De acordo com informações da Polícia Federal, o equipamento de monitoramento parou de emitir sinal de GPS por volta das 3h de quinta-feira (25). Em diligência realizada na residência de Vasques, em São José (SC), os agentes constataram que ele não se encontrava no local. Horas depois, a PF confirmou que o ex-diretor foi detido no Paraguai ao tentar embarcar em um voo com destino a El Salvador, devendo ser reconduzido ao Brasil.
Na decisão, Moraes destacou que a fuga configura violação das medidas impostas e justifica a decretação da prisão preventiva. Para o ministro, o descumprimento das cautelares demonstra risco ao cumprimento da decisão judicial.

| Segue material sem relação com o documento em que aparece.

PR #7759, opened 2021-12-14
Add missing locale for absolute path while applying template instead of loading document

live1206:
[AB#508664](https://ceapex.visualstudio.com/Engineering/_workitems/edit/508664)

We should add locale for absolute paths during applying templates, by then we would have the correct locale:
- Conceptual: Move `adding locale` to template engine
- LandingData: Move entire HTML processing to template engine just as SDP (**This might have Xliff files changed during hand-off**)
- SDP: no change

### DIFF
--- a/docs/specs/metadata.yml
+++ b/docs/specs/metadata.yml
@@ -345,6 +345,21 @@ outputs:
   .errors.log: |
     {"message_severity":"warning","code":"yaml-header-syntax-error","file":"docs/a.md","line":2,"column":5}
 ---
+# Input metadata doesn't overwrite system generated metadata
+inputs:
+  docfx.yml:
+  docs/a.md: |
+    ---
+    wordCount: 15
+    document_id: 123
+    ---
+outputs:
+  docs/a.json: |
+    { "wordCount": 0, "document_id": "3862ef10-61c4-6242-7188-36960566ecb6" }
+  .errors.log: |
+    {"message_severity":"warning","code":"attribute-reserved","message":"Attribute wordCount is reserved for use by Docs.","file":"docs/a.md","line":2,"column":1}
+    {"message_severity":"warning","code":"attribute-reserved","message":"Attribute document_id is reserved for use by Docs.","file":"docs/a.md","line":3,"column":1}
+---
 # Title in file metadata should overwrite H1
 inputs:
   docfx.yml: |
--- a/docs/specs/metadata.yml
+++ b/docs/specs/metadata.yml
@@ -345,21 +345,6 @@ outputs:
   .errors.log: |
     {"message_severity":"warning","code":"yaml-header-syntax-error","file":"docs/a.md","line":2,"column":5}
 ---
-# Input metadata doesn't overwrite system generated metadata
-inputs:
-  docfx.yml:
-  docs/a.md: |
-    ---
-    wordCount: 15
-    document_id: 123
-    ---
-outputs:
-  docs/a.json: |
-    { "wordCount": 0, "document_id": "3862ef10-61c4-6242-7188-36960566ecb6" }
-  .errors.log: |
-    {"message_severity":"warning","code":"attribute-reserved","message":"Attribute wordCount is reserved for use by Docs.","file":"docs/a.md","line":2,"column":1}
-    {"message_severity":"warning","code":"attribute-reserved","message":"Attribute document_id is reserved for use by Docs.","file":"docs/a.md","line":3,"column":1}
----
 # Title in file metadata should overwrite H1
 inputs:
   docfx.yml: |
--- a/docs/specs/resolve.yml
+++ b/docs/specs/resolve.yml
@@ -176,7 +176,7 @@ inputs:
   a.md: Link to [absolute path](/a)
 outputs:
   a.json: |
-    { "conceptual": "<p>Link to <a href=\"/en-us/a\">absolute path</a></p>" }
+    { "conceptual": "<p>Link to <a href=\"/a\">absolute path</a></p>" }
 ---
 # Should not append locale for absolute path starting with api, _themes
 inputs:
@@ -194,7 +194,7 @@ outputs:
         "<p>
             Link to <a href=\"/api/search/rss?search=SDK%20release%20notes\">absolute path</a>
             Link to <a href=\"/API/search/rss?search=SDK%20release%20notes\">absolute path</a>
-            Link to <a href=\"/en-us/api-management/search/rss?search=SDK%20release%20notes\">absolute path</a>
+            Link to <a href=\"/api-management/search/rss?search=SDK%20release%20notes\">absolute path</a>
          </p>
          <iframe src=\"/_themes/docs.theme/master/en-us/_themes/global/video-embed.html\"></iframe>"
     }
--- a/docs/specs/resolve.yml
+++ b/docs/specs/resolve.yml
@@ -170,35 +170,6 @@ outputs:
     { "conceptual": "<p><a href=\"c\">c</a></p>" }
   docs/dir/c.json:
 ---
-# Add locale for absolute links
-inputs:
-  docfx.yml:
-  a.md: Link to [absolute path](/a)
-outputs:
-  a.json: |
-    { "conceptual": "<p>Link to <a href=\"/en-us/a\">absolute path</a></p>" }
----
-# Should not append locale for absolute path starting with api, _themes
-inputs:
-  docfx.yml: |
-    hostName: docs.microsoft.com
-    removeHostName: true
-  a.md: |
-    Link to [absolute path](/api/search/rss?search=SDK%20release%20notes)
-    Link to [absolute path](/API/search/rss?search=SDK%20release%20notes)
-    Link to [absolute path](/api-management/search/rss?search=SDK%20release%20notes)
-    <iframe src="https://docs.microsoft.com/_themes/docs.theme/master/en-us/_themes/global/video-embed.html"></iframe>
-outputs:
-  a.json: |
-    { "conceptual": 
-        "<p>
-            Link to <a href=\"/api/search/rss?search=SDK%20release%20notes\">absolute path</a>
-            Link to <a href=\"/API/search/rss?search=SDK%20release%20notes\">absolute path</a>
-            Link to <a href=\"/en-us/api-management/search/rss?search=SDK%20release%20notes\">absolute path</a>
-         </p>
-         <iframe src=\"/_themes/docs.theme/master/en-us/_themes/global/video-embed.html\"></iframe>"
-    }
----
 # Show warning if the link is missing
 inputs:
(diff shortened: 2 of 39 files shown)


docs/specs/xref.yml
```diff
@@ -43,7 +43,7 @@ inputs:
     { "references":[{"uid": "a", "name": "a", "fullName": "a", "href": "https://docs.microsoft.com/a", "nameWithType": "a"}]}
 outputs:
   docs/a.json: |
-    { "conceptual": "<p>Link to <a href=\"/en-us/dotnet/api/system.string\">System.String</a></p>\n"}
+    { "conceptual": "<p>Link to <a href=\"/dotnet/api/system.string\">System.String</a></p>\n"}
 ---
```
herohua, line 47: I am not sure whether I've understood well on this PR, but should we keep the output JSON as unchanged because e2e behavior will still be appending locale.

live1206: The e2e behavior for Docs will be the same, which will be covered by the regression tests, and the output file for Docs should be *.raw.page.json.

For this spec test, this output type is *.json, not pageJson, which have not applied template yet, and we will add locales during the applying template stage.

docs/specs/metadata.yml
```diff
@@ -345,21 +345,6 @@ outputs:
   .errors.log: |
     {"message_severity":"warning","code":"yaml-header-syntax-error","file":"docs/a.md","line":2,"column":5}
 ---
-# Input metadata doesn't overwrite system generated metadata
```
yufeih, line 348: Don't remove this test...

src/docfx/template/TemplateEngine.cs
```diff
@@ -210,6 +217,27 @@ private string CreateContent(FilePath file, string? mime, JObject pageModel)
...
+
+        var result = HtmlUtility.TransformHtml(html, (ref HtmlReader reader, ref HtmlWriter writer, ref HtmlToken token) =>
+        {
+            HtmlUtility.AddLocaleIfMissingForAbsolutePath(ref token, _locale);
+
+            if (token.Type == HtmlTokenType.Text)
+            {
+                if (!_config.DryRun)
+                {
+                    wordCount += WordCount.CountWord(token.RawText.Span);
```
yufeih, line 232: The `WordCount` comment says the logic is shared with loc build. Which does it mean that loc build already has the logic? If so I'd like to keep both the word count patch and the update link locale patch in loc build.

docs/specs/xref.yml
herohua: Got it! Thanks for explanation!

src/docfx/template/TemplateEngine.cs
herohua: If with Wei's PR here, should we consider removing the patch in loc build? That'll make the logic consolidated and avoid future errors.

src/docfx/template/TemplateEngine.cs
```diff
@@ -210,6 +217,27 @@ private string CreateContent(FilePath file, string? mime, JObject pageModel)
...
+                }
+            }
+        });
+
+        conceptual.Conceptual = LocalizationUtility.AddLeftToRightMarker(_cultureInfo, result);
```
herohua, line 237: >AddLeftToRightMarker [](http://example.com/codeflow?start=52&length=20)

Not related to this PR: Is this where we should apply the `<ltr>` to `no-loc`? @AngryBerryMS

src/docfx/build/page/PageBuilder.cs
```diff
@@ -380,7 +375,6 @@ private void ProcessConceptualHtml(ErrorBuilder errors, FilePath file, string ht
         _searchIndexBuilder.SetBody(file, searchText.ToString());
 
         conceptual.Conceptual = LocalizationUtility.AddLeftToRightMarker(_buildOptions.Culture, result);
-        conceptual.WordCount = wordCount;
     }
```
herohua, line 378: Should we remove this line too as I see we are adding it in `TemplateEngine`

src/docfx/template/TemplateEngine.cs
```diff
@@ -195,12 +196,18 @@ public string ProcessHtml(ErrorBuilder errors, FilePath file, string html)
...
     {
-        if (JsonSchemaProvider.IsConceptual(mime) || JsonSchemaProvider.IsLandingData(mime))
+        if (JsonSchemaProvider.IsConceptual(mime))
         {
-            // Conceptual and Landing Data
-            return pageModel.Value<string>("conceptual") ?? "";
+            var conceptual = JsonUtility.ToObject<ConceptualModel>(ErrorBuilder.Null, pageModel)!;
+            ProcessConceptualHtml(pageModel.Value<string>("conceptual") ?? "", conceptual);
+            pageModel = JsonUtility.SortProperties(_config.DryRun ? new JObject() : JsonUtility.ToJObject(conceptual));
+            return conceptual.Conceptual ?? "";
```
herohua, line 206: seems sorting is handled by [https://github.com/dotnet/docfx/blob/a4e88c1a3f974b62d44884f827e6488e2959067d/src/docfx/build/page/PageBuilder.cs#L159-L159](https://github.com/dotnet/docfx/blob/a4e88c1a3f974b62d44884f827e6488e2959067d/src/docfx/build/page/PageBuilder.cs#L159-L159) already

src/docfx/lib/HtmlUtility.cs
```diff
@@ -356,7 +356,12 @@ internal static void RemoveRerunCodepenIframes(ref HtmlToken token)
     }
 
     internal static void AddLinkType(
-        ErrorBuilder errors, FilePath file, ref HtmlToken token, string locale, Dictionary<string, TrustedDomains> trustedDomains)
+        ErrorBuilder errors,
+        FilePath file,
+        ref HtmlToken token,
+        Dictionary<string, TrustedDomains> trustedDomains,
+        string locale = "",
```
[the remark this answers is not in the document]
live1206: That would cost another extra HTML parsing

src/docfx/template/TemplateEngine.cs
live1206: This should be sorted because it will affect the order of page metadata in https://github.com/dotnet/docfx/blob/948f000506002aca42acb0635f25097628ba0d76/src/docfx/template/TemplateEngine.cs#L207.

`pageModel` was sorted before passing in this method before, but it has been changed within this method during this PR.

src/docfx/template/TemplateEngine.cs
live1206: @herohua Yes, we should remove the wordCount logic in loc-build after this PR.

@yufeih Btw, where is the comment?

src/docfx/build/page/PageBuilder.cs
live1206: I think there is no difference to put `AddLeftToRightMarker` here or later in applying template.
Prefer to put it here to keep the behavior less changed.

src/docfx/template/TemplateEngine.cs
live1206: Keep `wordCount` in loading markdown, and recalculate it in loc build.

docs/specs/resolve.yml
```diff
@@ -170,35 +170,6 @@ outputs:
     { "conceptual": "<p><a href=\"c\">c</a></p>" }
   docs/dir/c.json:
 ---
-# Add locale for absolute links
```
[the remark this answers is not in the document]
live1206: Added the tests back

docs/specs/metadata.yml
live1206: Added back

src/docfx/build/page/PageBuilder.cs
live1206: Had an offline discussion with @yufeih, the output before applying temple should be more complete, so we should keep this logic here.

src/docfx/template/TemplateEngine.cs
yufeih: Now we don't need to sort at all here xD

src/docfx/lib/HtmlUtility.cs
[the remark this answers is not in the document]
yufeih: The HTML has already been parsed, it is just another method to mutate an `HtmlToken`.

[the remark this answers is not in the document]
yufeih: It is actually the `AddLocaleIfMissingForAbsolutePath` method you added.

src/docfx/template/TemplateEngine.cs
```diff
@@ -195,12 +196,18 @@ public string ProcessHtml(ErrorBuilder errors, FilePath file, string html)
         return LocalizationUtility.AddLeftToRightMarker(_cultureInfo, result);
     }
 
-    private string CreateContent(FilePath file, string? mime, JObject pageModel)
+    private string CreateContent(FilePath file, string? mime, ref JObject pageModel)
```
yufeih, line 199: This method shouldn't be mutating the `pageModel`.
```suggestion
    private string CreateContent(FilePath file, string? mime, JObject pageModel)
```

src/docfx/template/TemplateEngine.cs
```diff
@@ -195,12 +196,18 @@ public string ProcessHtml(ErrorBuilder errors, FilePath file, string html)
...
     {
-        if (JsonSchemaProvider.IsConceptual(mime) || JsonSchemaProvider.IsLandingData(mime))
+        if (JsonSchemaProvider.IsConceptual(mime))
         {
-            // Conceptual and Landing Data
-            return pageModel.Value<string>("conceptual") ?? "";
+            var conceptual = JsonUtility.ToObject<ConceptualModel>(ErrorBuilder.Null, pageModel)!;
```
yufeih, line 203: We probably don't need to roundtrip the `ConceptualModel` here, this method can return the transformed HTML directly, something like:
```suggestion
            return AddLinkLocale(pageModel.Value<string>("conceptual") ?? "");
```

src/docfx/template/TemplateEngine.cs
live1206: right

src/docfx/template/TemplateEngine.cs
live1206: right

src/docfx/lib/HtmlUtility.cs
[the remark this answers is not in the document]
live1206: got your point

docs/specs/resolve.yml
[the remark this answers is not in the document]
herohua: @live1206 Is there any place that we have coverage for --continue in spec/yaml test?

herohua (approved):
:shipit:

PR #7760, opened 2021-12-14
Reduce JsonSchemaMap memory usage

yufeih:

The `SchemaMap` is a big object that consumes a lot of memory. It maps `JToken` to a schema. The current implementation adds all the `JToken`s to the map as long as it will be transformed, this takes up quite a lot of memory. This optimizes the memory usage by only adding `JToken`s that needs dynamic dispatch (AnyOf/OneOf/IfThenElse).


yufeih:
@live1206 ping.

live1206 (approved):

PR #7769, opened 2021-12-16
[WIP]disable git credential helper prompt

v-pegao:
[AB#376820](https://dev.azure.com/ceapex/d3d54af3-265a-4f18-95f6-9a46397ca583/_workitems/edit/376820)
image

### DIFF
--- a/src/docfx/lib/git/GitUtility.cs
+++ b/src/docfx/lib/git/GitUtility.cs
@@ -155,7 +155,7 @@ internal static partial class GitUtility
 
         var (http, secret) = GetGitCommandLineConfig(url, secrets);
 
-        ExecuteNonQuery(path, $"{http} -c core.longpaths=true fetch --progress {options} \"{url}\" {refspecs}", secret);
+        ExecuteNonQuery(path, $"{http} -c credential.helper=\"\" -c core.longpaths=true fetch --progress {options} \"{url}\" {refspecs}", secret);
     }
 
     /// <summary>


herohua:
@928PJY @shanluo911 Will this change impact docs-validation VSC extension?

src/docfx/lib/git/GitUtility.cs
```diff
@@ -155,7 +155,7 @@ public static void Fetch(SecretConfig secrets, string path, string url, string r
 
         var (http, secret) = GetGitCommandLineConfig(url, secrets);
 
-        ExecuteNonQuery(path, $"{http} -c core.longpaths=true fetch --progress {options} \"{url}\" {refspecs}", secret);
+        ExecuteNonQuery(path, $"{http} -c credential.helper=\"\" -c core.longpaths=true fetch --progress {options} \"{url}\" {refspecs}", secret);
```
yufeih, line 158: Set environment variable `GIT_TERMINAL_PROMPT` to `0` in azure pipeline yml for running tests only. Changing the source code here breaks experiences that expects user interaction.

v-pegao: The OP build needs disable the prompt, otherwise, build hangs for invalid git access token.

I had tested `$env:GIT_TERMINAL_PROMPT=0`, but it didn't look like work for me, I haven't found a working environment variable for now, otherwise, we may not need change in docfx.

But we can try if installing git without git credential manager can work or not

yufeih: OP already disabled it here: https://dev.azure.com/ceapex/Engineering/_git/OpenPublishing.Build?path=/Applications/LocalRun/WorkerRole.cs&version=GBdevelop&line=54&lineEnd=54&lineStartColumn=49&lineEndColumn=68&lineStyle=plain&_a=contents

v-pegao: Let me confirm with Peng Cui first

v-pegao: @yufeih @herohua Peng is OOF, but the `GIT_TERMINAL_PROMPT` seems not work. The [bug](https://dev.azure.com/ceapex/Engineering/_workitems/edit/376820/) is created on Feb 2021, however, the [`GIT_TERMINAL_PROMPT=0` had been set in OPS on Mar 2020(even early)](https://dev.azure.com/ceapex/Engineering/_git/OpenPublishing.Build/commit/8f67cc5fe41d3d70ea0c46b1925826db78b66266?refName=refs/heads/develop&path=/Applications/LocalRun/WorkerRole.cs&_a=contents).

Should we handle this in Docfx side? What I think is we can try to handle this when installing git, otherwise, we can have a switch to control if we want to disable the prompt in docfx.

yufeih:
Close this as docfx isn't the right place to land a fix.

Silvinei Vasques foi condenado a 24 anos e 6 meses de prisão no processo que apurou a atuação do Núcleo 2 da trama golpista, que tinha como objetivo manter o então presidente Jair Bolsonaro no poder. Segundo a Procuradoria-Geral da República (PGR) e a Polícia Federal, ele teria determinado a realização de blitzes em regiões com maior intenção de voto no então candidato Luiz Inácio Lula da Silva, com o objetivo de dificultar o acesso de eleitores às urnas.
Preso preventivamente em agosto de 2023, Vasques permaneceu detido por cerca de um ano. Posteriormente, obteve liberdade provisória mediante o cumprimento de medidas cautelares, como o uso de tornozeleira eletrônica e o cancelamento do passaporte.